Stage 6 -- Octavia LBs

Expect auto-recovery once amphora VMs resume. Any LB stuck provisioning_status=ERROR after ~5 min: `openstack loadbalancer failover

` and poll to ACTIVE (VIP + FIP are preserved). [REVALIDATE: timing budget on current build]

Stage 7 -- end-to-end behavioral gate

source ~/admin-openrc
bash scripts/cloud-assert.sh

GATE: CLOUD-ASSERT: PASS. Any FAIL routes to appendix-A by its message.
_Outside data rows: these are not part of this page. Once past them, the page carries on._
PR #441, opened 2025-09-20
fix: Don't serialize custom_properties for m3u filters

harryyoud:
Serialising results in text strings being stored in the backend database, and then errors like this on sync:

`Error in XC thread batch 0: 'str' object has no attribute 'get'`

### DIFF
--- a/frontend/src/components/forms/M3UFilter.jsx
+++ b/frontend/src/components/forms/M3UFilter.jsx
@@ -52,7 +52,7 @@ const M3UFilter = ({ filter = null, m3u, isOpen, onClose }) => {
       filter ? filter.custom_properties : {},
       'case_sensitive',
       values.case_sensitive,
-      true
+      false
     );
 
     delete values.case_sensitive;


Blarm1959:
I have told SargeantPanda on Discord that this is a problem
See my fix which reverts code back to v0.8.0 (Issue #373, Pull Request #420)
The change made to V0.9.0 and carried forward stops the M3U account  filters running and also in the GUI always shows case_sensitive as ON when it has been set to OFF
That change is in the 2nd commit on the PR

In the first commit in the PR:
I also added code so that XC accounts would use the filters as the filters code was missing form that section

harryyoud:
Right, but the issue described above is that the frontend is serialising the dictionary to JSON string, which my pull request would fix. Then you wouldn't need to JSON parse the result from the database (which should already be a JSON object)

harryyoud:
I've tested my pull request, and it sorts out the case sensitive toggle not being saved as well as allowing filters to run on standard and XC accounts

Blarm1959:
Good I'll remove my 2nd commit code and use your code instead

For the XC accounts if you look in apps/m3u/tasks.py you will see that the compiled_filters code used in function process_m3u_batch_direct for the M3U type accounts is missing from the function process_xc_category_direct which is used for the XC type accounts
My 1st commit just takes the compiled_filters code from process_m3u_batch_direct and adds it into process_xc_category_direct

SergeantPanda:
Thank you for this @harryyoud! 
I did send a patch to dev that fixes this issue.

This replaces the old jumphost-local post-maintenance-health-check.sh.


Quick reference (symptom -> fix)

Symptom Fix
Units in error (stuck relation-broken hook) juju resolved --no-retry <unit>
MySQL will not reform Stage 2 -- action ONLY on confirmed complete outage
Vault sealed Expected; Stage 3 manual unseal
Chassis not connected Stage 4 TLS sweep
Hypervisor down, juju green restart nova-compute on the host; recheck in 60s
LB provisioning_status=ERROR loadbalancer failover; appendix-A LB entries
Horizon login cookie failure restore _99_internal_http_cookies.py (D-044)

Open question (carried for Roosevelt)

Amphora cert validity across long outages: a resumed amphora keeps pre-shutdown cert material; if the amphora-control-plane CA rotated during the window it will fail to health-manager and be failed-over. Theoretical under default TTLs for short outages; validate explicitly on bare metal (rotate CA, hard-stop an amphora host, observe resume vs ERROR->failover) before relying on resume.